For anyone watching from the South Asian diaspora — whether in Birmingham, Brampton, Brisbane or Bengaluru — there is something deeply familiar about rooting for a nation that football’s traditional power structures were never really built for. The Cape Verdean community is spread across Portugal, the Netherlands, the United States and beyond, and their support in the stands and on social media has been one of the tournament’s more joyful subplots. This is what tournament football does at its best: it turns a small flag into a massive feeling.

The bigger nations will, in all likelihood, still win the trophy. That has not changed. The Brazils and Frances and Englands of the world carry the weight of infrastructure, academies, resources and expectation. But the World Cup has never truly been made only for the winners. It is made for the moments — the upsets, the anthems, the fans in replica shirts who have waited their whole lives for this — and Cape Verde delivered exactly that kind of moment. Their knockout qualification is not a footnote. It is a headline.

What makes this culturally significant beyond the football is what it signals for the future. Nations across Africa, Asia and the Caribbean are watching and recalculating. If Cape Verde can make it to the knockout stage on the grandest stage in sport, the conversation about which countries deserve a seat at the table has permanently shifted. The expanded format, for all its critics, has given smaller footballing nations something that money cannot manufacture: genuine belief.

For fans in Pakistan, India, Sri Lanka and Bangladesh — countries still dreaming of a first World Cup qualification — Cape Verde’s story lands differently.
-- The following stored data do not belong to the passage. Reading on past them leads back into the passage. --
Issue #1280, opened 2021-05-03
Permission to jupyter/docker-stacks.wiki.git denied to github-actions[bot].


mathbunnyru:
Pushing to the `https://github.com/jupyter/docker-stacks.wiki.git/` seems to be broken right now.

It means that no build manifests are generated.

Fir PR merge where it happened: https://github.com/jupyter/docker-stacks/commit/dfcb043bd88798a9419a5c7a38eb1218f7aac941
The Github Actions run: https://github.com/jupyter/docker-stacks/commit/dfcb043bd88798a9419a5c7a38eb1218f7aac941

It is not just inspiring in the abstract. It is a live demonstration that the gap between dreaming and doing is, with the right preparation and the right moment, smaller than it has ever been. The 48-team World Cup did not hand Cape Verde anything. It simply gave them the door. They walked through it themselves.

So here is the question worth sitting with as the knockout rounds begin: if Cape Verde can make the last 16 of a World Cup, which nation — currently considered too small, too underfunded or too overlooked — do you think will be the next to genuinely shock the world?